Google just introduced DeepSomatic, an AI tool designed to spot cancer-related mutations in tumour DNA with far greater precision than current methods.
Cancer begins when the cell’s natural “stop” mechanisms fail, allowing uncontrolled growth. To treat it effectively, doctors need to understand which specific genetic mutations are driving that growth. That’s why genome sequencing—reading the tumour’s DNA—has become such an important part of cancer diagnosis and treatment.
This new research, published in Nature Biotechnology, uses convolutional neural networks (a type of deep learning model) to identify genetic changes in tumour cells more accurately. And in a major win for the scientific community, Google has made both DeepSomatic and its high-quality training dataset freely available.
The challenge of finding somatic variants
Cancer genetics isn’t straightforward. Genome sequencing can uncover potential mutations, but it’s tricky to tell true genetic changes apart from sequencing errors. That’s where AI can make a big difference.
Most cancers aren’t inherited—they come from somatic mutations, which are genetic changes that happen during a person’s lifetime. These can be caused by things like UV exposure or random DNA copying errors. When they interfere with normal cell behaviour, the result can be unchecked cell growth—the hallmark of cancer.
Spotting these somatic mutations is especially tough because they often appear at very low frequencies, sometimes even lower than the background noise of sequencing errors.
How DeepSomatic works
Here’s how it operates in a clinical setting: researchers sequence DNA from both tumour and normal (non-cancerous) cells. DeepSomatic compares the two, pinpointing mutations that only appear in the tumour.
The AI transforms raw sequencing data into image-like representations that show how DNA sequences align along the chromosomes. A convolutional neural network then analyses these images to distinguish between inherited genetic variants, normal reference sequences, and cancer-causing somatic mutations—all while filtering out potential sequencing mistakes.
The result?
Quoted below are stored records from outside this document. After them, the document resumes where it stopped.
PR #4757, opened 2023-11-22
test(echo-schema): add failing query test

wittjosiah:
### Summary
🧪🔗📁

Added a new test case for `query` module of `echo-schema` package. The test case verifies that query results can handle refs to other objects.

> _`echo-schema` tests_
> _querying refs with flatMap_
> _autumn leaves scattered_

### Walkthrough
* Add a test case for mapping over refs in query results ([link](https://github.com/dxos/dxos/pull/4757/files?diff=unified&w=0#diff-718d737fa6b5a5f359faaa930b144180f7fd8dc9e3592b1ea2cc696aa2028a0cR234-R255)). The test case uses the `query` and `flatMap` methods of the `QueryResult` class to get the task objects from the folder object's ref array. The test case asserts that the result matches the expected task objects. This improves the test coverage and functionality of the `query` module of the `echo-schema` package, which provides a schema system for the `echo` database.

### DIFF
--- a/packages/core/echo/echo-schema/src/object/array.test.ts
+++ b/packages/core/echo/echo-schema/src/object/array.test.ts
@@ -11,6 +11,7 @@ import { Expando, TypedObject } from './typed-object';
 import { AutomergeArray } from '../automerge';
 import { getGlobalAutomergePreference } from '../automerge-preference';
 import { createDatabase, testWithAutomerge } from '../testing';
+import { log } from '@dxos/log';
 
 describe('Arrays', () => {
   testWithAutomerge(() => {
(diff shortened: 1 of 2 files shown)


dmaretskyi:
👍

yarolegovich:
Maybe this was discussed already.
This is happening due to [documented flatMap behaviour](https://developer.mozilla.org/en-US/docs/Web/JavaScript/Reference/Global_Objects/Array/flatMap#calling_flatmap_on_non-array_objects).

> // Array-like objects returned from the callback won't be flattened

An option I'd suggest is to modify flatMap of EchoArray to ensure array gets flattened:
```patch
@@ -283,7 +283,12 @@ export class EchoArray<T> implements Array<T> {
     callback: (this: This, value: T, index: number, array: T[]) => U | readonly U[],
     thisArg?: This | undefined,
   ): U[] {
-    return Array.from(this.values()).flatMap(callback, thisArg);
+    const array = Array.from(this.values());
+    const elements: U[] = array.flatMap(function (this: This, value, index, arr) {
+      const result = callback.call(thisArg as This, value, index, arr);
+      return result instanceof EchoArray ? [...(result as EchoArray<U>)] : result;
+    }, thisArg);
+    return new EchoArray(elements);
   }

```
As well as other methods, like:
```patch
   map<U>(callbackfn: (value: T, index: number, array: T[]) => U, thisArg?: any): U[] {
-    return Array.from(this.values()).map(callbackfn, thisArg);
+    return new EchoArray(Array.from(this.values()).map(callbackfn, thisArg));
   }
 
   filter<S extends T>(predicate: (value: T, index: number, array: T[]) => value is S, thisArg?: any): S[];
   filter(predicate: (value: T, index: number, array: T[]) => unknown, thisArg?: any): T[];
   filter<S extends T>(predicate: any, thisArg?: unknown): T[] | S[] {
-    return Array.from(this.values()).filter(predicate, thisArg);
+    return new EchoArray(Array.from(this.values()).filter(predicate, thisArg));
   }
```
So that `array.filter(...).flatMap(...)` and `array.flatMap(...)` behave the same.

And I'd also suggest to explicitly specify which methods return `EchoArray` to avoid confusion:
```ts
//case 1 - all good
const results = query.objects.flatMap(...); 
//case 2 - doesn't work, but I can see that query.objects was an EchoArray
const results = [...query.objects].flatMap(...) 
```
We can also add `toArray()` method to the class, so that `[...echoArray]` is not the only way for casting `EchoArray` to `Array`.
Wdyt?

dmaretskyi:
Do we want `EchoArray`s to preserve them being `EchoArray`s after transformations like `map` and `flatMap`?

One aspect of `EchoArray` is its attachment to the object: mutating the array mutates the echo object that stores the data.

A detailed list of mutations that may be driving the tumour’s growth.
DeepSomatic can even function in “tumour-only” mode, which is a game-changer when normal samples aren’t available—something that happens often in blood cancers like leukaemia.
Training a smarter AI for cancer research
To build a tool this precise, Google collaborated with the UC Santa Cruz Genomics Institute and the National Cancer Institute to create a benchmark dataset called CASTLE. They sequenced tumour and normal cells from breast and lung cancer samples using three different sequencing technologies. By merging the results and removing errors unique to each platform, they created a unified, high-quality reference dataset.
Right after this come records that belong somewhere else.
PR #4777, opened 2023-11-24
feat: Tree plugin to test hierarchical ECHO objects (move, copy, delete, etc.)

richburdon:
- [x] Create, move, delete.
- [ ] Cascading deletion/reference counting.
- [ ] Import/export subgraphs.

https://github.com/dxos/dxos/assets/3523355/50e7375c-d776-4821-9f4f-63c0ff275ce1

Screenshot 2023-11-25 at 1 34 15 AM

Screenshot 2023-11-25 at 1 55 48 AM

https://github.com/dxos/dxos/assets/3523355/ce677a46-e581-407a-88db-278a3ea29f4e

### Summary
📝🚀🎨

This pull request implements a new plugin for managing tasks in the composer app. It adds the `plugin-tasks` package, which defines the plugin component, metadata, types, and UI components. It also updates the `composer-app` package to register and import the plugin. It also improves the code style of the `StackPlugin` component and the layout of the `StandaloneLayout` component in other plugins.

> _We are the masters of the `TaskList`_
> _We create and edit with the `MarkdownEditor`_
> _We navigate and indent with the arrow keys_
> _We are the `@braneframe/plugin-tasks`_

### Walkthrough
*  Add a new plugin for managing tasks in the composer app ([link](https://github.com/dxos/dxos/pull/4777/files?diff=unified&w=0#diff-47b84ac128e4ba47b697389d563eb2770189956b67cea33857501b520432a1e1R38), [link](https://github.com/dxos/dxos/pull/4777/files?diff=unified&w=0#diff-9f2aee287f92edd662c13bed460a28a1590c9186b62c98ccc2e00f6877c3d7e6R36), [link](https://github.com/dxos/dxos/pull/4777/files?diff=unified&w=0#diff-9f2aee287f92edd662c13bed460a28a1590c9186b62c98ccc2e00f6877c3d7e6L111-R117), [link](https://github.com/dxos/dxos/pull/4777/files?diff=unified&w=0#diff-9f2aee287f92edd662c13bed460a28a1590c9186b62c98ccc2e00f6877c3d7e6R169), [link](https://github.com/dxos/dxos/pull/4777/files?diff=unified&w=0#diff-aa01c591cecab0e1f8665cacbf254fc9a9418559a3649b0e930ec007c34e2d8cR140-R142), [link](https://github.com/dxos/dxos/pull/4777/files?diff=unified&w=0#diff-e784dcce1e33090afb7f843df9b299bee4335eb64caf37d93c23ab88e7e7ec15R1-R9), [link](https://github.com/dxos/dxos/pull/4777/files?diff=unified&w=0#diff-4135a6bb1289e0b04d8d17036dc793d44f6981971d93b213afd284c5c5ce3bf4R1-R35), [link](https://github.com/dxos/dxos/pull/4777/files?diff=unified&w=0#diff-0384648ed4d5233bc5509dc2542657c7025be9ae679c69d5acb3e07b6c7b1bd6R1-R9), [link](https://github.com/dxos/dxos/pull/4777/files?diff=unified&w=0#diff-250cf438acdee607b897fe66b13d96a6c0d60ede3a46df346438e47fcc9d45a7R1-R51), [link](https://github.com/dxos/dxos/pull/4777/files?diff=unified&w=0#diff-e1d5e01e641c0d08d946297d4b3da102b933ba33bf8ae5e08a07c202e1d6f1b9L1-R7), [link](https://github.com/dxos/dxos/pull/4777/files?diff=unified&w=0#diff-6980eecfd56804ca5da1d1ad2a682a95845d334f67f0b0c6245621449615b54fR1-R15), [link](https://github.com/dxos/dxos/pull/4777/files?diff=unified&w=0#diff-b5bcacb17d6f57e6541b0087d84fb187a40bb52ec3a38a05644edc5adeb308bcR1-R59), [link](https://github.com/dxos/dxos/pull/4777/files?diff=unified&w=0#diff-4401b1e65d9fd00a1111df8c4a0d5a3ece5944de0c1360659d2e0a403cebb914R1-R33), [link](https://github.com/dxos/dxos/pull/4777/files?diff=unified&w=0#diff-bc231459c03d52d86cc5037ee21573951b0ca20c45fbd1bed2b82f43da837e22R1-R111), [link](https://github.com/dxos/dxos/pull/4777/files?diff=unified&w=0#diff-98049cc218f84a167e56e220ff481a77b08234a704294ff90ba3daf5797f4eedR1-R92), [link](https://github.com/dxos/dxos/pull/4777/files?diff=unified&w=0#diff-5ccd50ae6726f3bb73f8863136a35f314bccda3adfb7486db1ac90da2e977d7bR1-R304), [link](https://github.com/dxos/dxos/pull/4777/files?diff=unified&w=0#diff-c41988688437d93b55b66b81a2acf02403e152f7ae45d990ffc370e12d00330dR1-R5), [link](https://github.com/dxos/dxos/pull/4777/files?diff=unified&w=0#diff-3b24e277b1c95f0866d0e56b78c2661ca4c195b6ef46c79205f3d2abdf7f2ab7R1-R28), [link](https://github.com/dxos/dxos/pull/4777/files?diff=unified&w=0#diff-624d318a321756f17354a08743119bfc2e9dbd75d9c31e9a842257a0809e1c88R1-R28), [link](https://github.com/dxos/dxos/pull/4777/files?diff=unified&w=0#diff-a7a29513c1295f8e94e1e2d9277ed9ebdd26f59c457b958f5ccf1efc3e57fee7R1-R31))
  * Define the plugin metadata, interface, and types in the `TasksPlugin.tsx` file ([link](https://github.com/dxos/dxos/pull/4777/files?diff=unified&w=0#diff-bc231459c03d52d86cc5037ee21573951b0ca20c45fbd1bed2b82f43da837e22R1-R111))
  * Define the plugin component and its provides object in the `TasksPlugin.tsx` file ([link](https://github.com/dxos/dxos/pull/4777/files?diff=unified&w=0#diff-bc231459c03d52d86cc5037ee21573951b0ca20c45fbd1bed2b82f43da837e22R1-R111))
  * Define the plugin logic for creating, deleting, and indenting tasks, as well as resolving intents and rendering surface components in the `TasksPlugin.tsx` file ([link](https://github.com/dxos/dxos/pull/4777/files?diff=unified&w=0#diff-bc231459c03d52d86cc5037ee21573951b0ca20c45fbd1bed2b82f43da837e22R1-R111))
  * Define the `Task` type and the `TaskList` component for rendering a nested list of tasks with keyboard navigation and editing features in the `TaskList.tsx` file ([link](https://github.com/dxos/dxos/pull/4777/files?diff=unified&w=0#diff-5ccd50ae6726f3bb73f8863136a35f314bccda3adfb7486db1ac90da2e977d7bR1-R304))
  * Define the `TaskBlock` component for rendering a task object as a markdown editor block in the `TaskBlock.tsx` file ([link](https://github.com/dxos/dxos/pull/4777/files?diff=unified&w=0#diff-624d318a321756f17354a08743119bfc2e9dbd75d9c31e9a842257a0809e1c88R1-R28))
  * Define the `TaskMain` and `TaskSection` components for rendering the subtasks of a task object as the main or section surface of the plugin in the `TaskMain.tsx` file ([link](https://github.com/dxos/dxos/pull/4777/files?diff=unified&w=0#diff-a7a29513c1295f8e94e1e2d9277ed9ebdd26f59c457b958f5ccf1efc3e57fee7R1-R31))
  * Add Storybook stories for the `TaskList` and `TaskBlock` components in the `TaskList.stories.tsx` and `TaskBlock.stories.tsx` files ([link](https://github.com/dxos/dxos/pull/4777/files?diff=unified&w=0#diff-98049cc218f84a167e56e220ff481a77b08234a704294ff90ba3daf5797f4eedR1-R92), [link](https://github.com/dxos/dxos/pull/4777/files?diff=unified&w=0#diff-3b24e277b1c95f0866d0e56b78c2661ca4c195b6ef46c79205f3d2abdf7f2ab7R1-R28))
  * Add a module file for re-exporting the `TaskList` component in the `index.ts` file ([link](https://github.com/dxos/dxos/pull/4777/files?diff=unified&w=0#diff-c41988688437d93b55b66b81a2acf02403e152f7ae45d990ffc370e12d00330dR1-R5))
  * Add a `package.json` file for defining the package metadata and exports in the `package.json` file ([link](https://github.com/dxos/dxos/pull/4777/files?diff=unified&w=0#diff-b5bcacb17d6f57e6541b0087d84fb187a40bb52ec3a38a05644edc5adeb308bcR1-R59))
  * Add a `project.json` file for configuring the NX project, the ESBuild compiler, and the Storybook executor in the `project.json` file ([link](https://github.com/dxos/dxos/pull/4777/files?diff=unified&w=0#diff-4401b1e65d9fd00a1111df8c4a0d5a3ece5944de0c1360659d2e0a403cebb914R1-R33))
  * Add a `LICENSE` file for specifying the MIT license in the `LICENSE` file ([link](https://github.com/dxos/dxos/pull/4777/files?diff=unified&w=0#diff-e1d5e01e641c0d08d946297d4b3da102b933ba33bf8ae5e08a07c202e1d6f1b9L1-R7))
  * Add a `README.md` file for providing some basic information about the plugin in the `README.md` file ([link](https://github.com/dxos/dxos/pull/4777/files?diff=unified&w=0#diff-6980eecfd56804ca5da1d1ad2a682a95845d334f67f0b0c6245621449615b54fR1-R15))
  * Add a `.eslintrc.js` file for configuring ESLint for the plugin code in the `.eslintrc.js` file ([link](https://github.com/dxos/dxos/pull/4777/files?diff=unified&w=0#diff-e784dcce1e33090afb7f843df9b299bee4335eb64caf37d93c23ab88e7e7ec15R1-R9))
  * Add a `.storybook` folder for configuring Storybook for the plugin components in the `.storybook/main.cjs`, `.storybook/preview-head.html`, and `.storybook/preview.cjs` files ([link](https://github.com/dxos/dxos/pull/4777/files?diff=unified&w=0#diff-4135a6bb1289e0b04d8d17036dc793d44f6981971d93b213afd284c5c5ce3bf4R1-R35), [link](https://github.com/dxos/dxos/pull/4777/files?diff=unified&w=0#diff-0384648ed4d5233bc5509dc2542657c7025be9ae679c69d5acb3e07b6c7b1bd6R1-R9), [link](https://github.com/dxos/dxos/pull/4777/files?diff=unified&w=0#diff-250cf438acdee607b897fe66b13d96a6c0d60ede3a46df346438e47fcc9d45a7R1-R51))
  * Add a dependency on the `@braneframe/plugin-tasks` package to the `composer-app` package in the `packages/apps/composer-app/package.json` file ([link](https://github.com/dxos/dxos/pull/4777/files?diff=unified&w=0#diff-47b84ac128e4ba47b697389d563eb2770189956b67cea33857501b520432a1e1R38))
  * Import the plugin metadata from the `@braneframe/plugin-tasks` package in the `packages/apps/composer-app/src/main.tsx` file ([link](https://github.com/dxos/dxos/pull/4777/files?diff=unified&w=0#diff-9f2aee287f92edd662c13bed460a28a1590c9186b62c98ccc2e00f6877c3d7e6R36))
  * Add the plugin metadata to the array of plugin metadata in the `packages/apps/composer-app/src/main.tsx` file ([link](https://github.com/dxos/dxos/pull/4777/files?diff=unified&w=0#diff-9f2aee287f92edd662c13bed460a28a1590c9186b62c98ccc2e00f6877c3d7e6L111-R117))
  * Add a lazy import of the plugin component from the `@braneframe/plugin-tasks` package in the `packages/apps/composer-app/src/main.tsx` file ([link](https://github.com/dxos/dxos/pull/4777/files?diff=unified&w=0#diff-9f2aee287f92edd662c13bed460a28a1590c9186b62c98ccc2e00f6877c3d7e6R169))
  * Add a path alias for the `@braneframe/plugin-tasks` package in the `packages/apps/composer-app/tsconfig.json` file ([link](https://github.com/dxos/dxos/pull/4777/files?diff=unified&w=0#diff-aa01c591cecab0e1f8665cacbf254fc9a9418559a3649b0e930ec007c34e2d8cR140-R142))
* Modify the padding of the `StandaloneLayout` component in the `plugin-markdown` package for layout consistency across plugins ([link](https://github.com/dxos/dxos/pull/4777/files?diff=unified&w=0#diff-2dad9280901d107c07117e32c1eaa07331e303c02d11699a00ec95431dd64eacL24-R24))
* Remove unnecessary braces and whitespace in the `parse` function of the `StackPlugin` component in the `plugin-stack` package for code style improvement ([link](https://github.com/dxos/dxos/pull/4777/files?diff=unified&w=0#diff-73f12af5e023ef40bc928d988f0d7626f1db6bf7d07a1d91a2dfd4553a50d9e3L55-R60), [link](https://github.com/dxos/dxos/pull/4777/files?diff=unified&w=0#diff-73f12af5e023ef40bc928d988f0d7626f1db6bf7d07a1d91a2dfd4553a50d9e3L116))


packages/apps/plugins/plugin-explorer/src/components/Tree/Tree.tsx
```diff
@@ -0,0 +1,108 @@
...
+
+export type LayoutType = 'tidy' | 'radial' | 'edge';
+
+// TODO(burdon): Normalize API and styling.
+
+export type TreeLayoutSlots = {
+  node?: string;
+  path?: string;
+  text?: string;
+};
```
thure, line 28: IMO we should deprecate the “slots” pattern in favor of either:
- supplying the downstream consumer with subcomponents that support `classNames`, or
- if `classNames` is the only supported prop on these subcomponents, just offering that as a prop name without calling anything “slots” (the latter implies the slot should/will implement a spread of all element props, but only `classNames` is supported making this a misnomer).

packages/apps/plugins/plugin-explorer/src/components/Tree/Tree.tsx
```diff
@@ -0,0 +1,108 @@
...
+// https://observablehq.com/@d3/hierarchical-edge-bundling?intent=fork
+
+type Renderer = (svg: SVGSVGElement, data: any, options: any) => void;
+
+export type LayoutType = 'tidy' | 'radial' | 'edge';
+
+// TODO(burdon): Normalize API and styling.
+
+export type TreeLayoutSlots = {
+  node?: string;
```
thure, line 25: If this value is passed to `mx`, the proper type for this is `ClassNameValue`, which can be an array, which is also the reason the prop name should be `classNames` with an ‘s’ (or we should discuss renaming all such props).

packages/apps/plugins/plugin-explorer/src/components/Tree/Tree.tsx
```diff
@@ -0,0 +1,108 @@
...
+  slots?: TreeLayoutSlots;
+  radius?: number;
+
+  width: number;
+  height: number;
+  margin?: number;
+
+  padding?: number;
+  // Radius of nodes.
+  r?: number;
```
thure, line 42: These feel mutually redundant (at least `radius` and `r`, also `slots` and all the other values), and also seem like something of a smell… generally top-level plugin components shouldn’t offer such fine-grained control.

packages/apps/plugins/plugin-explorer/src/components/Tree/Tree.tsx
```diff
@@ -0,0 +1,108 @@
...
+};
+
+export const defaultTreeLayoutSlots: TreeLayoutSlots = {
+  node: 'fill-blue-600',
+  path: 'fill-none stroke-blue-400 stroke-[0.5px]',
+  text: 'stroke-[0.5px] stroke-neutral-700 text-xs', // TODO(burdon): Create box instead of halo.
+};
```
thure, line 49: These should be organized the same way as all other styles are organized. They should go in a `theme.ts` or similar, and export strings/`ComponentFragment`s/`ComponentFunction`s the same as other theme files.

packages/apps/plugins/plugin-explorer/src/components/Tree/Tree.tsx
```diff
@@ -0,0 +1,108 @@
...
+  ['tidy', TidyTree],
+  ['radial', RadialTree],
+  ['edge', HierarchicalEdgeBundling],
+]);
+
+export type TreeComponentProps<N = unknown> = {
+  space: Space;
+  selected?: string;
+  type?: LayoutType;
+  onClick?: (node?: N) => void;
```
thure, line 61: I don't think we should conflate `onClick`, which is a native handler having the signature `(event: MouseEvent) => void`, with component-specific convenience handlers like this.

For Table, I made the distinction by adding ‘data’ or ‘datum’ (depending on cardinality; ‘datum’ for one-and-only-one of the dataset is supplied) to the prop name. Here, I’d recommend calling the prop `onDatumClick` or `onNodeClick`.

packages/apps/plugins/plugin-explorer/src/components/Tree/Tree.tsx
```diff
@@ -0,0 +1,108 @@
...
+};
+
+const renderers = new Map<LayoutType, Renderer>([
+  ['tidy', TidyTree],
+  ['radial', RadialTree],
+  ['edge', HierarchicalEdgeBundling],
+]);
+
+export type TreeComponentProps<N = unknown> = {
+  space: Space;
```
thure, line 58: This could be better supplied by a context rather than drilling it down through props.

packages/apps/plugins/plugin-explorer/src/components/Tree/Tree.tsx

This dataset revealed just how different cancers of the same type can be at the genetic level—an insight that could help tailor treatments to individual patients.
When tested, DeepSomatic consistently outperformed other leading methods across all sequencing technologies. It was especially strong at identifying insertions and deletions (Indels), earning a 90% F1-score on Illumina data (versus 80% for the next-best method) and more than 80% on Pacific Biosciences data (where the next-best scored below 50%).
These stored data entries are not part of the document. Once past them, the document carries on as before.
PR #4881, opened 2023-12-06
feat(automerge): Add client <-> services synchronization for automerge ECHO implementation

mykola-vrmchk:
copilot:all


mykola-vrmchk:
https://github.com/dxos/dxos/assets/36420699/c58e5945-9ad5-439d-8105-9b02950cab01

PR #4945, opened 2023-12-15
fix: Editor styles

richburdon:
copilot:all


packages/ui/react-ui-editor/src/styles/markdown.ts
```diff
@@ -6,13 +6,14 @@ import { mx } from '@dxos/react-ui-theme';
...
-  3: 'mbs-4 mbe-2 text-2xl font-bold text-inherit no-underline',
-  4: 'mbs-4 mbe-2 text-xl font-extrabold text-inherit no-underline',
-  5: 'mbs-4 mbe-2 text-lg font-extrabold text-inherit no-underline',
-  6: 'mbs-4 mbe-2 font-black text-inherit no-underline',
+  1: 'mbs-4 mbe-2 text-4xl font-body font-medium text-inherit no-underline',
+  2: 'mbs-4 mbe-2 text-3xl font-body font-medium text-inherit no-underline',
+  3: 'mbs-4 mbe-2 text-2xl font-body font-medium text-inherit no-underline',
+  4: 'mbs-4 mbe-2 text-xl font-body font-medium text-inherit no-underline',
+  5: 'mbs-4 mbe-2 text-lg font-body font-medium text-inherit no-underline',
+  6: 'mbs-4 mbe-2 font-body font-medium text-inherit no-underline',
```
thure, line 16: `font-body` should be inherited from the markdown language style, is that not the case? Otherwise this sets the precedent that _all highlightings_ for markdown should set the font family, which should be unnecessary.

packages/ui/react-ui-navtree/src/components/NavTreeItemAction.stories.tsx
```diff
@@ -0,0 +1,73 @@
+//
```
thure, line 1: Move all of the NavTreeItemAction business to a separate PR, I think.

packages/ui/react-ui-searchlist/src/components/SearchList.tsx
```diff
@@ -139,7 +140,7 @@ const SearchListItem = forwardRef<HTMLDivElement, SearchListItemProps>(
         {...props}
         onSelect={handleSelect}
         className={mx(
-          'p-1 rounded select-none cursor-pointer data-[selected]:bg-neutral-450/10 data-[selected]:hover:bg-25/10',
+          'p-1 select-none cursor-pointer data-[selected]:bg-neutral-450/10 data-[selected]:hover:bg-25/10',
```
thure, line 143: Please don’t remove `rounded`, this is a highlightable element, and all such elements in our design system are rounded, even currentable table rows.

thure: If the idea is to remove rounding on highlightable elements, we should/must apply the same treatment to the items in Select, DropdownMenu, Tree, Table, and possibly others that I’m not recalling.

richburdon: is that true also for Select options?

richburdon: anyway, moving to a different PR...

PR #9886, opened 2025-09-25
chore: Update definePlugin

richburdon:


packages/plugins/plugin-assistant/src/stories/testing/testing.tsx
```diff
@@ -125,7 +125,7 @@ export const getDecorators = ({
       GraphPlugin(),
       IntentPlugin(),
       SettingsPlugin(),
-      SpacePlugin(),
+      SpacePlugin({}),
```
wittjosiah, line 128: can we not support default args?

packages/plugins/plugin-client/src/index.ts
```diff
@@ -2,8 +2,9 @@
 // Copyright 2023 DXOS.org
 //
 
-export * from './ClientPlugin';
-export * from './meta';
-
 export { ClientCapabilities } from './capabilities';
 export { ClientEvents } from './events';
+export * from './meta';
```
wittjosiah, line 7: should meta be exported still?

It even excelled with tricky samples like those preserved using formalin-fixed-paraffin-embedded (FFPE) methods, which can degrade DNA, and in whole exome sequencing (WES) tests, which focus only on protein-coding genes.
One AI for many cancers
What’s impressive is that DeepSomatic’s accuracy isn’t limited to the cancers it was trained on. When tested on glioblastoma, an aggressive brain cancer, it correctly identified the key mutations behind the disease. In collaboration with Children’s Mercy Hospital in Kansas City, it analysed paediatric leukaemia samples—working in tumour-only mode—and not only confirmed known mutations but discovered ten new ones.
Why this matters
Google hopes DeepSomatic will become a go-to tool for researchers and clinicians. By detecting both known and new mutations, it could guide existing treatment options and open doors to new therapies.
The ultimate goal? Precision medicine—using AI to tailor treatments to each patient’s unique tumour profile and, ultimately, improve outcomes for people facing cancer.